START Records supplied

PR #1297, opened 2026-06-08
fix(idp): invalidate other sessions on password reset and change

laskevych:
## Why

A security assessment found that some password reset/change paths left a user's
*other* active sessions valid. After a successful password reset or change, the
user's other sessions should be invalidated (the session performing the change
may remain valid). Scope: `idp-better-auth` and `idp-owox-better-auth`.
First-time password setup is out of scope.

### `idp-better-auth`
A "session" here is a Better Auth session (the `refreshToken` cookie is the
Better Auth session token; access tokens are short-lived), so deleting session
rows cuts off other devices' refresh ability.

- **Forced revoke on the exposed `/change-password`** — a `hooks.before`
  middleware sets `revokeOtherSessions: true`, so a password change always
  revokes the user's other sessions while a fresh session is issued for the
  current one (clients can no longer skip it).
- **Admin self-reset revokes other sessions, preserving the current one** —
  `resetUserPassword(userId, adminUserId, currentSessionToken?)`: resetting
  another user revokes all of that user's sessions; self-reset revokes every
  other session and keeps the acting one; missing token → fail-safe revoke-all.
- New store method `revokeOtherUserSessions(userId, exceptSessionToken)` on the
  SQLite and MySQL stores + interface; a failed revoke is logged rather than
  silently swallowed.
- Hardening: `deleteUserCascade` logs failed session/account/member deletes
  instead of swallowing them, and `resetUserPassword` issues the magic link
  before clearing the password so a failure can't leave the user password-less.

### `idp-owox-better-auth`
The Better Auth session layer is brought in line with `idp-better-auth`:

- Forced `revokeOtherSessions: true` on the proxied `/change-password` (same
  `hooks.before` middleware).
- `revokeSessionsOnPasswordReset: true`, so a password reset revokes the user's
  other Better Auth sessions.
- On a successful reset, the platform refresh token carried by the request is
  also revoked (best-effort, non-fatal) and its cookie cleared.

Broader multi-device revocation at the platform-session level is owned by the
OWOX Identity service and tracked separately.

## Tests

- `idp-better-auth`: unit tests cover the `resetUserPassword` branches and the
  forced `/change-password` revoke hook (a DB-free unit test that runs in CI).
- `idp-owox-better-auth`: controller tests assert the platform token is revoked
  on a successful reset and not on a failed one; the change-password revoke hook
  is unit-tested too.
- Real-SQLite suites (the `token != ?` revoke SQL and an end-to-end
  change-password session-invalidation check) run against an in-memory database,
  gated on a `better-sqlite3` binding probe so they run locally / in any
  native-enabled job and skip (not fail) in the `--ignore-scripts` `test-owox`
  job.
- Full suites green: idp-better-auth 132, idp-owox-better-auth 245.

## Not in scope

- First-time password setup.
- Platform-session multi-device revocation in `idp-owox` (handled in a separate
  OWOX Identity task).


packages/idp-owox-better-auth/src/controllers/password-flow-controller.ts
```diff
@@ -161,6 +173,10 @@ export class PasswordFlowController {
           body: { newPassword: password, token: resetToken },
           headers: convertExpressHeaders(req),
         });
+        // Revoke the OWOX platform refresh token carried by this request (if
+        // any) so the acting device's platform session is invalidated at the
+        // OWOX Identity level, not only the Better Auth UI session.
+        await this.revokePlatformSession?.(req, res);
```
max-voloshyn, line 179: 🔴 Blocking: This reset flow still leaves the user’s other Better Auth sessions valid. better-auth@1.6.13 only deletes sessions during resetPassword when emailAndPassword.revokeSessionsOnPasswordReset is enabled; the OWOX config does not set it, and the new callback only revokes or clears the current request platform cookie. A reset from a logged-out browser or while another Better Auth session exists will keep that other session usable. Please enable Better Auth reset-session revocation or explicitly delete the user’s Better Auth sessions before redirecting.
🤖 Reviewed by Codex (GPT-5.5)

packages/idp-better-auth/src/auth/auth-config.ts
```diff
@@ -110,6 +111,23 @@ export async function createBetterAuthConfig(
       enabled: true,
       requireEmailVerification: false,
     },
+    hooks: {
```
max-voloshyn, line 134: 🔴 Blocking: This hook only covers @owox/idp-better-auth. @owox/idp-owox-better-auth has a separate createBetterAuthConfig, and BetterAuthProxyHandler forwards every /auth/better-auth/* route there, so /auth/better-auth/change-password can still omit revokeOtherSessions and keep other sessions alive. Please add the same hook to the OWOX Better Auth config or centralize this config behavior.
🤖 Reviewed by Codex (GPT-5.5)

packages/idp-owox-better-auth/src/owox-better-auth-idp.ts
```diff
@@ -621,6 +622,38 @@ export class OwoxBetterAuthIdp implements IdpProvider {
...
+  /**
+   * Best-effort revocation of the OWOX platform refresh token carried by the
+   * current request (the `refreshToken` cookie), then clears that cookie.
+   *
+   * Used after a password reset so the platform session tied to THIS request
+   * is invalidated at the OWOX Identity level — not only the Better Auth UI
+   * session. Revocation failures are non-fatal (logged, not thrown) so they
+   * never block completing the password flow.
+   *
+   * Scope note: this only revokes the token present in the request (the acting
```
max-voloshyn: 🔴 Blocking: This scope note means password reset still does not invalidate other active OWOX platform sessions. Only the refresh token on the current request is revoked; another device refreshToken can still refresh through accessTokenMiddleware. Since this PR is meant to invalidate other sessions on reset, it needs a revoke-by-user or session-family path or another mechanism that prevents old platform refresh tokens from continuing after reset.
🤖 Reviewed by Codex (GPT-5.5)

END Records supplied

- About this exercise -
In the listing above, locate the line with "runs in CI)." and the line with "locally / in any", then extract exactly those lines and every line between them, and nothing more.

- Expected output -
  forced `/change-password` revoke hook (a DB-free unit test that runs in CI).
- `idp-owox-better-auth`: controller tests assert the platform token is revoked
  on a successful reset and not on a failed one; the change-password revoke hook
  is unit-tested too.
- Real-SQLite suites (the `token != ?` revoke SQL and an end-to-end
  change-password session-invalidation check) run against an in-memory database,
  gated on a `better-sqlite3` binding probe so they run locally / in any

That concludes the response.